Ницше — страница 50 из 132

Суха, мой друг, теория везде,

А древо жизни пышно зеленеет!

Кто нынче христианин, каким его хотел видеть Христос? Пожалуй, я один, хотя вы и считаете меня язычником.

Гёте видел неискоренимость борьбы, страдания, трагедии и, упреждая Ницше и вагнеровского Вотана, писал: «Где буйные силы клокочут, открыто зову я к войне».

Гёте предвосхитил Ницше идеей первичности жизни, ее самоценности и самодостаточности: «Жизнь существует просто для того, чтобы ее прожить». Ницшеанство — философия жизненности, заимствованная у Гёте. Всё, что хотел сказать Ницше — сверхчеловеком, Заратустрой, «белокурой бестией», — это производность культуры, философии, религии, этики от жизни, от жизненной мощи и жизненного разума.

Х. Ортега-и-Гассет:

Открытие имманентных жизни ценностей, совершенное Гёте и Ницше (несмотря на чрезмерно зоологический язык последнего), было гениальным предвидением будущего, событием огромного значения — открытием этих ценностей, мироощущением целой эпохи. Провиденная, возвещенная гениальными авгурами эпоха наступила — это наша эпоха.

О, как был бы он счастлив, если бы знал, что «Гёте» означает: «изливающий», «производитель», «жеребец», «самец».

Ницше пошел дальше. Он не просто позаимствовал у Гёте имморализм, не просто выставил трагедию напоказ, но утвердил превосходство могущества жизни, вскрыл творческое начало борьбы для развития жизни.

Неумолимый инквизитор, безжалостно допрашивает он свою совесть о каждом своем убеждении и переживает испански-мрачное, сладострастно-жестокое наслаждение при виде бесчисленных аутодафе, пожирающих убеждения, которые он признал еретическими. Постепенно влечение к самоуничтожению становится у Ницше страстью: «Радость уничтожения сравнима для меня только с моей способностью к уничтожению». Из постоянного превращения возникает страсть противоречить себе, быть своим собственным антагонистом: отдельные высказывания в его книгах как будто намеренно сопоставлены так, чтобы одно опровергало другое; страстный прозелит своих убеждений каждому «нет» противопоставляет «да», каждому «да» — властное «нет»; бесконечно растягивает он свое «я», чтобы достигнуть полюсов бесконечности и электрическое напряжение между полюсами ощутить как подлинную жизнь.

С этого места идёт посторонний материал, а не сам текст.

PR #619, opened 2018-07-30
Add Typescript support for formulas without results

Wolfchin:
It is currently possible, when passing a formula as a value, to omit the result of the formula, and the result will be computed later.
`sheet.getCell("B1").value = { formula: 'SUM(A1:A6)' };`

This PR aims to add this possible syntax to the TypeScript module resolution file.

### DIFF
--- a/index.d.ts
+++ b/index.d.ts
@@ -333,13 +333,14 @@ export interface CellHyperlinkValue {
 
 export interface CellFormulaValue {
 	formula: string;
-	result?: number | string | Date;
+	result?: number | string | Date | { error: CellErrorValue };
+	date1904: boolean;
 }
 
 export interface CellSharedFormulaValue {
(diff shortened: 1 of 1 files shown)


index.d.ts
```diff
@@ -333,7 +333,7 @@ export interface CellHyperlinkValue {
 
 export interface CellFormulaValue {
 	formula: string;
-	result: number | string | Date;
+	result?: number | string | Date;
```
Siemienik: Object with property `error`
https://github.com/exceljs/exceljs/blob/master/lib/xlsx/xform/sheet/cell-xform.js#L147

Siemienik: property `date1904`
https://github.com/exceljs/exceljs/blob/master/lib/xlsx/xform/sheet/cell-xform.js#L151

«Душа, убегающая от самой себя и настигающая себя на самых дальних путях».

У Ницше огромное количество точек соприкосновения с Гёте, и все-таки они взаимоисключительны: по стилю жизни, по характеру горения, по духовной эволюции. Жизнь все больше умудряет Гёте: пламенный юноша становится рассудительно-деятельным мужем, затем убеленным сединами схолархом: «Из революционера он становится консерватором, из лирика — ученым, самосохранение сменяет юношескую расточительность».

С. Цвейг:

Ницше идет обратным путем: если Гёте стремится к достижению внутренней прочности, плотности своего существа, то Ницше всё более страстно жаждет саморастворения: как всякая демоническая натура, с годами он становится всё более торопливым, нетерпеливым, бурным, буйным, хаотичным. Даже внешние события его жизни обнаруживают направление развития, противоположное обычному. Жизнь Ницше начинается старостью. В двадцать четыре года, когда его сверстники еще предаются студенческим забавам, пьют пиво на корпорантских пирушках и устраивают карнавалы, Ницше — уже ординарный профессор, достойный представитель филологической науки в славном Базельском университете.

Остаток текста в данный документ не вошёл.